YOLO12 demonstrates significant accuracy improvements across all model scales compared to prior YOLO models like YOLOv10 and YOLOv11, with some trade-offs in speed compared to the _fastest_ prior models. For example, YOLO12n achieves a +2.1% mAP improvement over YOLOv10n and +1.2% over YOLOv11n on the COCO val2017 dataset. Compared to models like [RT-DETR](https://docs.ultralytics.com/compare/yolov8-vs-rtdetr/), YOLO12s offers a +1.5% mAP improvement and a substantial +42% speed increase. These metrics highlight YOLO12's strong balance between accuracy and efficiency. See the [performance metrics section](#performance-metrics) for detailed comparisons.
### What are the hardware requirements for running YOLO12, especially for using FlashAttention?
By default, the Ultralytics YOLO12 implementation does _not_ require FlashAttention. However, FlashAttention can be optionally compiled and used with YOLO12 to minimize memory access overhead. To compile FlashAttention, one of the following NVIDIA GPUs is needed: Turing GPUs (e.g., T4, Quadro RTX series), Ampere GPUs (e.g., RTX30 series, A30/40/100), Ada Lovelace GPUs (e.g., RTX40 series), or Hopper GPUs (e.g., H100/H200). This flexibility allows users to leverage FlashAttention's benefits when hardware resources permit.
### Where can I find usage examples and more detailed documentation for YOLO12?

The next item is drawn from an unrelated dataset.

PR #2079, opened 2022-05-11
Added enum type for survey state

### LINKED ISSUE #2035: Create unique list of valid SurveyState
Surveys have a state, and we could maybe use an enum instead of plain strings to limit the scope to a fixed set of possible values.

This page provides basic [usage examples](#usage-examples) for training and inference. For comprehensive documentation on these and other modes, including [Validation](../modes/val.md) and [Export](../modes/export.md), consult the dedicated [Predict](../modes/predict.md) and [Train](../modes/train.md) pages. For task-specific information (segmentation, classification, oriented object detection, and pose estimation), refer to the respective documentation: [Segment](../tasks/segment.md), [Classify](../tasks/classify.md), [OBB](../tasks/obb.md), and [Pose](../tasks/pose.md). These resources provide in-depth guidance for effectively utilizing YOLO12 in various scenarios.